Yu-Ming Huang, Yi-Shing Leu, Jehn-Chuan Lee, Chao-Hung Chen, Nai-Wen Su, Huan-Chau Lin, Wen-Chieh Huang, Yu-Jen Chen

Abstract

Background: The optimal treatment strategy for synchronous head and neck squamous cell carcinoma (HNSCC) and esophageal squamous cell carcinoma (ESCC) remains controversial. We aimed to examine the preliminary outcome by a strategy using simultaneous chemoradiation (CCRT) and putative esophagectomy.
Methods: This study included 12 patients treated for synchronous HNSCC and ESCC from January 2014 to July 2017. All patients were treated by simultaneous CCRT except 1 RT alone. Intensity modulated radiation therapy (IMRT) with 2-step simultaneous integrated boost (SIB) technique was delivered in 9 patients and the others received 3-step non-SIB treatment. There were 6, 5 and 1 patients received neoadjuvant CCRT, definitive CCRT/RT and adjuvant CCRT, respectively.

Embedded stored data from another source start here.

PR #4177, opened 2016-02-22
Elaborate on running tests in browser

courajs:
Visting `http://localhost:4200` displays the dummy app's "Welcome to Ember" screen. The tests reside at `/tests`

### DIFF
--- a/CONTRIBUTING.md
+++ b/CONTRIBUTING.md
@@ -66,7 +66,7 @@ We love pull requests. Here's a quick guide:
 
 2. Run the tests. We only take pull requests with passing tests, and it's great
 to know that you have a clean slate, see notes on how to run unit tests [here](https://github.com/emberjs/data#how-to-run-unit-tests). (To see tests in the browser,
-run `npm start` and open `http://localhost:4200`.)
+run `npm start` and open `http://localhost:4200/tests`.)
 
 3. Add a test for your change. Only refactoring and documentation changes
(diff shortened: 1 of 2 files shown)


sly7-7:
Thank you for the contribution. Thinking a bit more about that, since ember-data is a true ember-cli addon, I wonder if we could just use the basic blueprint generated by `ember addon` command.
```
## Installation

* `git clone` this repository
* `npm install`
* `bower install`

## Running

* `ember server`
* Visit your app at http://localhost:4200.

## Running Tests

* `npm test` (Runs `ember try:testall` to test your addon against multiple Ember versions)
* `ember test`
* `ember test --server`

## Building

* `ember build`

```

@bmac @fivetanley Any thoughts ?

courajs:
That's a good point. There are some advantages to the `npm start` + `/tests` method though.
`ember test --server` does pop up a new chrome instance, which I find a little annoying - it's difficult to cmd+tab to the correct one first try.
Since the filtering/single test rerun support isn't there for the phantom runner, I usually stick to the browser anyway.
Not really sure we want to mention both, since that will be confusing to new contributors. "Why are there two options? Which is better?"

bmac:
@sly7-7 I'm going to merge this pr as is because it is consistent with how things worked pre ember addon. I'm not opposed to change it to say `ember test --server` if you or someone else would like to open another pr.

Results: All patients completed and tolerated the IMRT as planned dose and fields. The 1- and 2-year survival rates were 51.1% and 34.1%, respectively. All recurrences were developed within regions of esophageal tumor bed and periesophageal lymph nodes. In neoadjuvant CCRT setting, surgery was performed in 3 patients, all of which had pathological complete response. No leakage at anastomosis site was noted.
Conclusions: The treatment strategy by using simultaneous CCRT and putative esophagectomy for synchronous HNSCC and ESCC with comprehensive dosimetry consideration may provide a practical clinical pathway for further investigation.